If that is the case, the limited restructuring scheme within the Army — and the Navy and the Air Force — will spiral beyond its initial small scale and will trigger an overall restructuring of the TNI. This will in turn lead to an expansion of military units nationwide, including supporting personnel and equipment, and costs to the State Budget.
In principle, there is nothing wrong with the TNI’s, or currently the Army’s, restructuring process, especially when understood in the context of needing to adapt to the increasing size of the population and new administrative regions (provinces as well as municipalities and regencies) as well as new global challenges that require better organisation. Everything changes and develops in time, including the country’s military.

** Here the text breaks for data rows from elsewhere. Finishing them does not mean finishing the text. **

PR #4478, opened 2016-02-15
expand convenience methods for Blitz requests in Java gateway

mtbc:
This PR greatly expands the selection of convenient helper functions for creating various kinds of request for perhaps some adjustment then submitting to Blitz. Assuming CI remains green, the main question is that of how well it trades convenience off against size: Are too many of the variants useless? Are some missing but wanted?

--no-rebase


joshmoore:
Uh, wow!

joshmoore:
(This will need gh-4477 merged in. cc @sbesson)

mtbc:
Easiest way to get an overview is just open in an IDE and look at the outline of available method signatures.

mtbc:
http://pastebin.ca/3374774 is the current generator for the class. It's neither polished nor especially readable as I figured it's not worth working much on until we have more opinion on which methods it should be generating (which this PR is intended to ask) to see what complexity could first be stripped from it or if the whole idea is bad or whatever. The code's probably quite awful from a Pythonic view too but was a good excuse for me to try to learn a little more!

mtbc:
Rebased against `develop`, now Travis passes, huh.

joshmoore:
For those interested, here's a listing for just `chgrp`:

screen shot 2016-02-17 at 12 09 05
screen shot 2016-02-17 at 12 08 55


My thoughts are:
 * in general, making these things simple is a good idea, so :+1:
 * but since no code has been updated to use them, I don't have a feeling for how many of these methods we need :-1:
 * and I do worry somewhat about the long-term support burden of having this many.

Would a builder pattern solve some/all of what you're attempting to support here?

```
new RequestBuilder().chgrp( [ targets-map | instance-list ] ).options(List<ChildOptions).dryRun().group(-1).build()
```

mtbc:
Some existing code uses some that replace the previous and I can certainly think of a few places in integration tests where I'd use some of these extras where I'm not already (i.e. I'm somehow working around their absence). I could add some examples in extra commits if that would help, though that might be easier on the regions branch so I don't end up making conflicting test changes.

The main issue I can think of with support burden is that if we change the arguments for some existing requests (I'm guessing that's pretty rare?) then that might effectively make some existing methods change meaning: for instance, introducing a new String argument just before a List<String> argument might make the previous String-to-List<String> helper change meaning.

A builder pattern would work too though be rather more verbose when several options are being offered; this way is a lot more succinct for the client.

joshmoore:
> A builder pattern would work too though be rather more verbose when several options are being offered; this way is a lot more succinct for the client.

On the flip side, when several arguments are *not* being passed, there would be substantially fewer alternatives to search through.

mtbc:
Once you know roughly which order they're in (it matches the slice docs and is fairly consistent among the different requests) you mostly don't have to search through them, you just guess: indeed, one can get a long way with just "target objects first", "request-specific stuff last".

There are of course opportunities to simply trim down the generation. I opted to omit helpers that simply call methods on what they are passed (for instance, only `long groupId` is offered, nothing's offering to take an `RLong` or an `ExperimenterGroup`) but one could also make the caller, say, wrap in `Collections.singletonList` rather than have a helper argument offer a lone `String`, that'd cut down on the helper method count too. Really I was just trying to think about how to stop code becoming annoyingly long/unreadable.

joshmoore:
Beyond any trimming that may be needed, I don't think I'm in favor of the precedence of having a snippet somewhere which is used to generate a massive class. I see the benefit of having helper methods, but this just doesn't seem like an idiom/pattern that we should be working toward.

https://github.com/mtbc/openmicroscopy/compare/expand-gateway-requests...joshmoore:expand-gateway-requests (or something similar) seems sufficiently terse while being nicely self-documenting.

mtbc:
Builders have the advantage of allowing more alternatives without fear of making the class far more enormous too. Barring contrary views from others writing client-side Java code I could look at offering some builder-based solution instead, especially if I can deprecate the current class' methods (which were certainly tedious to write by hand even for the few that it already has).

joshmoore:
I'm not sure how widely the methods are, but I could imagine both leaving them in place as well as deprecating (either with a builder or in a follow-up release if we realize the builders are working well).

PR #4484, opened 2016-02-18
Fix typo

jburel:
see https://trac.openmicroscopy.org/ome/ticket/13161


pwalczysko:
I think the header links to a wrong ticket. Should be https://trac.openmicroscopy.org/ome/ticket/13088

pwalczysko:
Checked all three messages on cowfish. Works as expected. Ready to merge.

PR #6460, opened 2026-07-02
Tests for new public URL filter setting

knabar:
# What this PR does

Adds tests for previous public URL configuration and a new setting introduced in https://github.com/ome/omero-web/pull/679


knabar:
Closing as the approach to handle `POST` requests has changed in https://github.com/ome/omero-web/pull/679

The only problem is that the general public has limited knowledge of or even access to information on the new policy.
It should also be remembered that expanding the military’s structure and organisation is only one element of a complex and interrelated development program within the country — meaning that any military buildup or expansion program should also consider the larger context of the country’s development.
Problems in the country’s border areas, for example, include poor or minimal access to infrastructure such as roads, markets and hospitals — essential elements for remote regions, especially for those that border a more prosperous region of a neighbouring country.
What has been happening in our border regions is that our citizens have to cross the border in order to meet their basic needs for food and other commodities, a condition that is not conducive for the unity and integrity of an archipelagic nation like Indonesia, where the fruits of development have yet to equally reach the all regions.
In these cases, priority should be put on developing border regions, rather than hastily pursuing strong military presence in the absence of critically needed infrastructure. The key word is priority.